California has substantially more healthcare capacity than necessary to manage the pandemic under the stay at home order.
I have updated Model 3.0 to Model 3.1.
- Daily new confirmed cases will peak in the State data from April 4th to April 6th.
- Hospitalizations will peak between April 6th and April 11th. From that point forward, the curve will be flat or bent. This is the critical timeline for assessing the effectiveness of the stay at home order.
- The State will need a total of 4300 hospital beds to manage the peak.
- Fatalities will peak between April 21st and 26th.
My modeling shows that California will have substantial unused healthcare system capacity under the stay at home order.

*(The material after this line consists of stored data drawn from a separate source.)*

PR #404, opened 2026-05-27
Dependency CVE updates

cmoore01:
### Product
N/A

### Technical
Simple update of checkstyle in all subprojects. Also includes bump of `commons-lang3` from 3.16.0 to 3.20.0 and rather aggressive pinning of `io.opentelemetry` stack from 1.49.0 to 1.62.0.

## Type of change
- [ ] New feature
- [X] Improvement
- [ ] Bug fix
- [ ] Documentation update
- [ ] Test update

##### Authorization
N/A

##### Appsec
Dependencies are upgraded to remove some transitive vulnerabilities.

### Performance
N/A

### Data
N/A

### Backward compatibility
Should be backwards compatible.

## Testing
Checkstyle worked successfully for me locally in all 3 subprojects. I'm leaning on CI tests to check that in the ingest tests the extractor is still working properly.

## Checklist

### DIFF
--- a/extractor/hl7log-extractor/build.gradle
+++ b/extractor/hl7log-extractor/build.gradle
@@ -20,7 +20,7 @@ repositories {
 
 def temporalVersion = "1.34.0"
 def s3Version = "2.20.0"
-def checkstyleVersion = "10.21.2"
+def checkstyleVersion = "13.4.2"
 
 // TODO: Remove once Spring Boot ships a release that manages postgresql >= 42.7.11.
 // Overrides the Spring Boot BOM's pinned 42.7.10 to address GHSA-98qh-xjc8-98pq
--- a/extractor/hl7log-extractor/build.gradle
+++ b/extractor/hl7log-extractor/build.gradle
@@ -34,6 +34,10 @@ ext['postgresql.version'] = '42.7.11'
 // netty-codec-http2, netty-codec-dns, and netty-transport-native-epoll.
 ext['netty.version'] = '4.1.133.Final'
 
+// TODO: Remove once Spring Boot 3.5.x manages commons-lang3 >= 3.18.0.
+// Overrides the Spring Boot BOM's pinned 3.16.0 to address GHSA-j288-q9x7-2f5v.
+ext['commons-lang3.version'] = '3.18.0'
+
 // TODO: Remove once Temporal ships a release that brings opentelemetry >= 1.62.0.
 // Pins the io.opentelemetry:* family (transitively from temporal-sdk) to 1.62.0
 // to address the opentelemetry-api vulnerability CVE-2026-45292. Imported via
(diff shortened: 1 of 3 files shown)


extractor/hl7log-extractor/build.gradle
```diff
@@ -34,6 +34,21 @@ ext['postgresql.version'] = '42.7.11'
...
+ext['commons-lang3.version'] = '3.20.0'
+
+// TODO: Remove once Temporal ships a release that brings opentelemetry >= 1.62.0.
+// Pins the io.opentelemetry:* family (transitively from temporal-sdk) to 1.62.0
+// to address the opentelemetry-api vulnerability CVE-2026-45292. Imported via
+// the Spring dependency-management plugin so the BOM wins against Maven-style
+// nearest-version resolution (a plain platform() import loses to transitives).
+dependencyManagement {
+	imports {
+		mavenBom 'io.opentelemetry:opentelemetry-bom:1.62.0'
```
johnflavin, line 48: I don't know that this will get checked in CI other than the basic "does it come up?". But I also don't know what temporal does with this library and how we'd be able to tell if it broke.

There are several temporal updates we haven't applied, including a major to 1.0. Did you check if that temporal update would bump this version?

johnflavin (approved):

extractor/hl7log-extractor/build.gradle
cmoore01: > There are several temporal updates we haven't applied, including a major to 1.0. Did you check if that temporal update would bump this version?

Could you explain a bit more what you mean by this? I'm only seeing a 1.35.0 for temporal that does not address the issue. Are you referring to temporal's helm chart? This PR is about the extractor that uses the Java SDK.

It looks like temporal was already specifying this at a 1.25.0 version that was being overwritten by `spring-boot-dependencies:3.5.14` to 1.49.0. The extractor is reasonably tested by CI by the ingest tests, right? Is there something else we could do?

johnflavin: Sorry, I was thinking of the temporal helm chart / application version updates, which as you say is different from the SDK version here.

> The extractor is reasonably tested by CI by the ingest tests, right? Is there something else we could do?

My concern is about whether we're testing the specific code paths that go through this library. But I've done some research and convinced myself that the risk here is essentially zero. This library produces traces. Not only does our code not go through this library, we don't configure temporal such that it will use this library either. As long as it compiles and starts with this version (which the CI is adequately testing), we won't have any issues.

extractor/hl7log-extractor/build.gradle
```diff
@@ -34,6 +34,21 @@ ext['postgresql.version'] = '42.7.11'
 // netty-codec-http2, netty-codec-dns, and netty-transport-native-epoll.
 ext['netty.version'] = '4.1.133.Final'
 
+// TODO: Remove once Spring Boot 3.5.x manages commons-lang3 >= 3.18.0.
```
kathrynalpert, line 37: Should we consider bumping to spring boot 4 here?

kathrynalpert (approved):
Out of scope here, but checkstyle version is now pinned identically in three places, might be worth considering a way to harmonize/DRY (`gradle/libs.versions.toml`?)

extractor/hl7log-extractor/build.gradle
cmoore01: I'll merge this and then look into that for a new PR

I have updated the Model once again to address updates in the State’s reporting. Notably, the State quietly reported yesterday that it had substantially cleared its testing backlog. As I previously assumed in Models 1.0 and 3.0, the overwhelming majority of cases in the backlog were negative. This is clear from the fact that the number of confirmed new cases went down on the day the backlog was cleared. As a result of the reduction in the backlog, I was able to accurately estimate the typical lag between the date of a test and its reporting by the State. Right now, the lag appears to be 4 to 5 days. Accordingly, I simply re-calculated the lag built into my model to align it with the State’s reporting so that I am comparing predicted apples to actual apples.
The Models appear to be performing quite well.